> AIM OF THE TASK
From the entries that follow, gather each line holding the word "isSharedWithMe".

%%

PR #3433, opened 2025-07-29
feat: Change delete shared text :speech_balloon:

lethemanh:


src/modules/drive/Toolbar/delete/DeleteItem.jsx
```diff
@@ -16,14 +16,16 @@ const DeleteItem = ({ t, isSharedWithMe, trashFolder, displayedFolder }) => {
     trashFolder(displayedFolder)
   }
 
-  const label = isSharedWithMe ? t('toolbar.leave') : t('toolbar.trash')
+  const label = isSharedWithMe
+    ? t('toolbar.leave')
+    : t('toolbar.delete_shared_drive')
```
zatteo: We need to keep `t('toolbar.trash')` for everything that is not a sharing. So I think this change is "too much" no?

src/modules/drive/Toolbar/delete/DeleteItem.jsx
```diff
@@ -11,19 +11,30 @@ import { translate } from 'cozy-ui/transpiled/react/providers/I18n'
...
 const DeleteItem = ({ t, isSharedWithMe, trashFolder, displayedFolder }) => {
   const handleClick = () => {
     trashFolder(displayedFolder)
   }
 
-  const label = isSharedWithMe ? t('toolbar.leave') : t('toolbar.trash')
+  const isSharedDrive = useMemo(
+    () => displayedFolder.dir_id === SHARED_DRIVES_DIR_ID,
+    [displayedFolder]
+  )
```
zatteo: Why did you use `useMemo` ? It is necessary ? Looks good otherwise 👍

lethemanh: you're right, we don't need useMemo here

zatteo (approved):
🎉 Just remove totally the `useMemo` to pass linting.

%%

> ANSWER
@@ -16,14 +16,16 @@ const DeleteItem = ({ t, isSharedWithMe, trashFolder, displayedFolder }) => {
-  const label = isSharedWithMe ? t('toolbar.leave') : t('toolbar.trash')
+  const label = isSharedWithMe
 const DeleteItem = ({ t, isSharedWithMe, trashFolder, displayedFolder }) => {
-  const label = isSharedWithMe ? t('toolbar.leave') : t('toolbar.trash')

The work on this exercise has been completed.